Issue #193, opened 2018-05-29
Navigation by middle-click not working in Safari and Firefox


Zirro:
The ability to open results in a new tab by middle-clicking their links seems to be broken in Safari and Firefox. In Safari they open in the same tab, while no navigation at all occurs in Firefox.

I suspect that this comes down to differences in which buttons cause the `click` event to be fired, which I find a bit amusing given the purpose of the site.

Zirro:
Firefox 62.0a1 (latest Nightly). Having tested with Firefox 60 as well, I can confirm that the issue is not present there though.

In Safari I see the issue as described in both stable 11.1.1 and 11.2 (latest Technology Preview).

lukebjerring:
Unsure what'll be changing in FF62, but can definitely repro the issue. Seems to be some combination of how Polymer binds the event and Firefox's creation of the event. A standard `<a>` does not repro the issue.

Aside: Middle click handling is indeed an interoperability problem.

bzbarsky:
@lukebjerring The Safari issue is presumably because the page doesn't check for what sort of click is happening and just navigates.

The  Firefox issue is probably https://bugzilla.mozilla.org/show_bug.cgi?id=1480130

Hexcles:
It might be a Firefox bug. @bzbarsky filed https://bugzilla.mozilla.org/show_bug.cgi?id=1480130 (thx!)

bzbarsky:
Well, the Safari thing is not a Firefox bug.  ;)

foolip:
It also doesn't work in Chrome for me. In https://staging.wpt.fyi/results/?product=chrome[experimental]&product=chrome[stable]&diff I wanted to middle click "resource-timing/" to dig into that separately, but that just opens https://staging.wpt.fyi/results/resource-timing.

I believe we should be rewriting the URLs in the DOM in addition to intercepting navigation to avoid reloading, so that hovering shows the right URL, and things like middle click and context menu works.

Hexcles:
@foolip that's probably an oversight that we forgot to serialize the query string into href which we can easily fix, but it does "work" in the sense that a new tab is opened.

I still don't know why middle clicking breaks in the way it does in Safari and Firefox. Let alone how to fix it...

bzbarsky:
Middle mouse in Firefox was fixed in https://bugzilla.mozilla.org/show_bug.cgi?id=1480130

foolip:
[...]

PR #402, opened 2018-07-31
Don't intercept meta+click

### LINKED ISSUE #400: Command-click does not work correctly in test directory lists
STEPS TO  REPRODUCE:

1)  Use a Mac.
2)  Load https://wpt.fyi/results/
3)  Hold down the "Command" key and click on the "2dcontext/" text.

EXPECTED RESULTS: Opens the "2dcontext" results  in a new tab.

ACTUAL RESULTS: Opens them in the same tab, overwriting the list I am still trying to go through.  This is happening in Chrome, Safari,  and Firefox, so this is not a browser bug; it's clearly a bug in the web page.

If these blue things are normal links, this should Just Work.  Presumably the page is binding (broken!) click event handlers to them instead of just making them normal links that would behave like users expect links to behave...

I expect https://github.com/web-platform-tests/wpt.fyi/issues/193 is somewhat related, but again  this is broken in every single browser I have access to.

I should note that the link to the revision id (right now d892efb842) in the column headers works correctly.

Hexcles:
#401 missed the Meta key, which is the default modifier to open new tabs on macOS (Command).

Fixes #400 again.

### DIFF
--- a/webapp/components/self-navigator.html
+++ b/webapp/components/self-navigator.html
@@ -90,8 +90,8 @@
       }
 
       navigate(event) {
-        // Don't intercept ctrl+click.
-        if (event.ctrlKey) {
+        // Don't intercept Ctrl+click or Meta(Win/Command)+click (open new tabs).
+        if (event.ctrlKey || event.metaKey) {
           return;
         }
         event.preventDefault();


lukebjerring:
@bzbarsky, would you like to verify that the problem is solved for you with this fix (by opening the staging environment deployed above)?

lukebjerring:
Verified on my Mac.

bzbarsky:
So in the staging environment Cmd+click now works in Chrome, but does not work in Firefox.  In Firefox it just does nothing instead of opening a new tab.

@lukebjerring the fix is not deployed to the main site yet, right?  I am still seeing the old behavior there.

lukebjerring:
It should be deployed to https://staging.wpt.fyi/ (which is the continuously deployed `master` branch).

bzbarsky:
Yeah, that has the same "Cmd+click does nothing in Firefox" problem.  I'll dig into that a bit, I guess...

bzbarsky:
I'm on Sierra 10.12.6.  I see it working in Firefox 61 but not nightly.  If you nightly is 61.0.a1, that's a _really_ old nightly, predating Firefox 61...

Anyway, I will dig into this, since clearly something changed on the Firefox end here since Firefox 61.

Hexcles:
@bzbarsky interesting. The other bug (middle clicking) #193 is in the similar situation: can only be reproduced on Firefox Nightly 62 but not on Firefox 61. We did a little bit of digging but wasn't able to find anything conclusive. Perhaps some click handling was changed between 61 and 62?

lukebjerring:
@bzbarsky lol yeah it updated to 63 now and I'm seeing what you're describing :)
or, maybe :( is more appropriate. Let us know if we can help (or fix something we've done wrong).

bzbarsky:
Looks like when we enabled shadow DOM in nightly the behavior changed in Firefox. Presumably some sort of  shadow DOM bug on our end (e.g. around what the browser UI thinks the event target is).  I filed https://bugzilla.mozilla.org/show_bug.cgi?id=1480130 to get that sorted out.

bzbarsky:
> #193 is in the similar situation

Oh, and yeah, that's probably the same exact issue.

---

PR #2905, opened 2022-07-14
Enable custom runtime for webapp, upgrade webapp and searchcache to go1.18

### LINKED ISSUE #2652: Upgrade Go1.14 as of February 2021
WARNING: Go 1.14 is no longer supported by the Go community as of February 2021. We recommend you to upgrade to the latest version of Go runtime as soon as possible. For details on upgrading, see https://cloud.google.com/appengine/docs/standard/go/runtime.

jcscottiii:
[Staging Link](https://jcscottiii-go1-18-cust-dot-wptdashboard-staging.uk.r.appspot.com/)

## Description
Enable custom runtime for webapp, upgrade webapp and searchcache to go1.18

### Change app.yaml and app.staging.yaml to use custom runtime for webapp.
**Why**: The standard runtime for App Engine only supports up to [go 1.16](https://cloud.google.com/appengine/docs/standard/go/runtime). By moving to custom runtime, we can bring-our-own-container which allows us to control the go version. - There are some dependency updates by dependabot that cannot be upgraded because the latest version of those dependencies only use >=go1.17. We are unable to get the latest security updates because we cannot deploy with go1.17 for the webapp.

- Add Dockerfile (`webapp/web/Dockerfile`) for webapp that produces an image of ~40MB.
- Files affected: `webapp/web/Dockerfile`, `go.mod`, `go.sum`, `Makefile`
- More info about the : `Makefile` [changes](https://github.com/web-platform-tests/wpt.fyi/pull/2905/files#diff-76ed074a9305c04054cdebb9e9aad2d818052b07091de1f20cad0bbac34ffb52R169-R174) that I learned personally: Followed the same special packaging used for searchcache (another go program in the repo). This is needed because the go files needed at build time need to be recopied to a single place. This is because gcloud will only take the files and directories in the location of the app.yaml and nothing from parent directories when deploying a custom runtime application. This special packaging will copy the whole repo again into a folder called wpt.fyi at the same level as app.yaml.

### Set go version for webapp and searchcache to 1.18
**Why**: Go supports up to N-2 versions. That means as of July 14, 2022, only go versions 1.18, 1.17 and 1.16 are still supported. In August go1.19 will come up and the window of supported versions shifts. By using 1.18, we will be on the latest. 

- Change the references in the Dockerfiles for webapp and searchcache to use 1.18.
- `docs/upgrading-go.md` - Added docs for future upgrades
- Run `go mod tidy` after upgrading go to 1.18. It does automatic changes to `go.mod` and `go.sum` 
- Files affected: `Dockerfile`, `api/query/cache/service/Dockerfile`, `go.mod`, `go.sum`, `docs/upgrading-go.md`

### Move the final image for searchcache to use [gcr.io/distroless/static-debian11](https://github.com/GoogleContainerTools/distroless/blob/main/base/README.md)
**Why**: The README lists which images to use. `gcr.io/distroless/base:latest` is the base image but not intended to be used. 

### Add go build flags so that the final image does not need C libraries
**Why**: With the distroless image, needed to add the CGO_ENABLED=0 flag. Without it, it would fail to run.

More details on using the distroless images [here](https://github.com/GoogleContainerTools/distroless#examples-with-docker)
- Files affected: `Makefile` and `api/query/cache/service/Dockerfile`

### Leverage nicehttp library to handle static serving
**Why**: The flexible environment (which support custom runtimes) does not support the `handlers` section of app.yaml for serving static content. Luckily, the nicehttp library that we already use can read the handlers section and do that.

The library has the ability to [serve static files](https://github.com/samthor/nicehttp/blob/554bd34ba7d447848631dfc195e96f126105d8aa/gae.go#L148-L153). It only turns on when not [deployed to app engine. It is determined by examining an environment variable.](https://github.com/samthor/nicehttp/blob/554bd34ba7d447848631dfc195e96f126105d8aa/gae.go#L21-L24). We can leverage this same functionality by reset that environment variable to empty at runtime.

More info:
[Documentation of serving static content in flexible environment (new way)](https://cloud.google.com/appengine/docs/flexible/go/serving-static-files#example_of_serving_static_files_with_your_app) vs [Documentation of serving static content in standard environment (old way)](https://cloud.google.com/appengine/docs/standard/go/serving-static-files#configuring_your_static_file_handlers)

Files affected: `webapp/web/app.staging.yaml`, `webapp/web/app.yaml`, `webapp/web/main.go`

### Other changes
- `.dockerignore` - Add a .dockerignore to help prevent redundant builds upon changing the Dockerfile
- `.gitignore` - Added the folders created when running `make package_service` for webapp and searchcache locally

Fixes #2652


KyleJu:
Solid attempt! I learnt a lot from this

WHAT THIS TASK INVOLVES:
Considering only lines of the records that hold the string "correctly", state how many there are and nothing else.

TASK RESULT:
2